◆ WHAT IS NEEDED ◆
The full set of entries needs to be reproduced exactly.

#### THE INPUT

PR #558, opened 2026-06-11
feat(metrics): allow one metric class as both a loss and an eval probe

danbraunai-goodfire:
## Problem

Metric instances are keyed by class name everywhere — instance dicts, state-dict, and log-key suffixes. So the same metric class can't appear under both `pd.loss_metrics` and `eval.metrics`: the instantiation overlap check rejects it. This blocks a natural setup — a cheap 1-step PGD training loss plus a stronger 20-step PGD eval probe — since both are `PGDReconLoss`.

## Fix

- Add optional `name` to `LossMetricConfig` and a `Metric.instance_key` property: the class name unless `name` overrides it.
- Route every keying site (`dispatch.py`, `optimize.py` instance dict / loss-log key / overlap check, `output.py`) through `instance_key`.

Default behavior is unchanged — `instance_key` falls back to the class name, which equals the existing `type` literal. Two tests cover the new coexistence and the still-rejected collision.

```yaml
pd.loss_metrics:
  - type: PGDReconLoss        # 1-step, auto-evaluated too
eval.metrics:
  - type: PGDReconLoss
    name: PGDReconLoss_20step  # distinct instance_key -> no collision
```

### DIFF
--- a/param_decomp/metrics/base.py
+++ b/param_decomp/metrics/base.py
@@ -63,8 +63,7 @@ class Metric[TConfig: BaseConfig](ABC):
         A loss-capable config may override it via `LossMetricConfig.name` so two
         instances of the same metric class (one loss, one eval) stay distinct.
         """
-        cfg = self.cfg
-        name = cfg.name if isinstance(cfg, LossMetricConfig) else None
+        name = self.cfg.name if isinstance(cfg, LossMetricConfig) else None
         return name if name is not None else type(self).__name__
 
     def bind(self, *, model: ComponentModel, device: str) -> None:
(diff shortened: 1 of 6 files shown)


param_decomp/metrics/base.py
```diff
@@ -50,6 +56,17 @@ def __init__(self, cfg: TConfig) -> None:
...
 
+    @property
+    def instance_key(self) -> str:
+        """Identity for dict keys and log-key suffixes; defaults to the class name.
+
+        A loss-capable config may override it via `LossMetricConfig.name` so two
+        instances of the same metric class (one loss, one eval) stay distinct.
+        """
+        cfg = self.cfg
+        name = cfg.name if isinstance(cfg, LossMetricConfig) else None
```
ocg-goodfire:
```suggestion
        name = self.cfg.name if isinstance(cfg, LossMetricConfig) else None
```

ocg-goodfire (approved):
LGTM 👍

########

◆ RESULT OF THIS EXERCISE ◆
PR #558, opened 2026-06-11
feat(metrics): allow one metric class as both a loss and an eval probe

danbraunai-goodfire:
## Problem

Metric instances are keyed by class name everywhere — instance dicts, state-dict, and log-key suffixes. So the same metric class can't appear under both `pd.loss_metrics` and `eval.metrics`: the instantiation overlap check rejects it. This blocks a natural setup — a cheap 1-step PGD training loss plus a stronger 20-step PGD eval probe — since both are `PGDReconLoss`.

## Fix

- Add optional `name` to `LossMetricConfig` and a `Metric.instance_key` property: the class name unless `name` overrides it.
- Route every keying site (`dispatch.py`, `optimize.py` instance dict / loss-log key / overlap check, `output.py`) through `instance_key`.

Default behavior is unchanged — `instance_key` falls back to the class name, which equals the existing `type` literal. Two tests cover the new coexistence and the still-rejected collision.

```yaml
pd.loss_metrics:
  - type: PGDReconLoss        # 1-step, auto-evaluated too
eval.metrics:
  - type: PGDReconLoss
    name: PGDReconLoss_20step  # distinct instance_key -> no collision
```

### DIFF
--- a/param_decomp/metrics/base.py
+++ b/param_decomp/metrics/base.py
@@ -63,8 +63,7 @@ class Metric[TConfig: BaseConfig](ABC):
         A loss-capable config may override it via `LossMetricConfig.name` so two
         instances of the same metric class (one loss, one eval) stay distinct.
         """
-        cfg = self.cfg
-        name = cfg.name if isinstance(cfg, LossMetricConfig) else None
+        name = self.cfg.name if isinstance(cfg, LossMetricConfig) else None
         return name if name is not None else type(self).__name__
 
     def bind(self, *, model: ComponentModel, device: str) -> None:
(diff shortened: 1 of 6 files shown)


param_decomp/metrics/base.py
```diff
@@ -50,6 +56,17 @@ def __init__(self, cfg: TConfig) -> None:
...
 
+    @property
+    def instance_key(self) -> str:
+        """Identity for dict keys and log-key suffixes; defaults to the class name.
+
+        A loss-capable config may override it via `LossMetricConfig.name` so two
+        instances of the same metric class (one loss, one eval) stay distinct.
+        """
+        cfg = self.cfg
+        name = cfg.name if isinstance(cfg, LossMetricConfig) else None
```
ocg-goodfire:
```suggestion
        name = self.cfg.name if isinstance(cfg, LossMetricConfig) else None
```

ocg-goodfire (approved):
LGTM 👍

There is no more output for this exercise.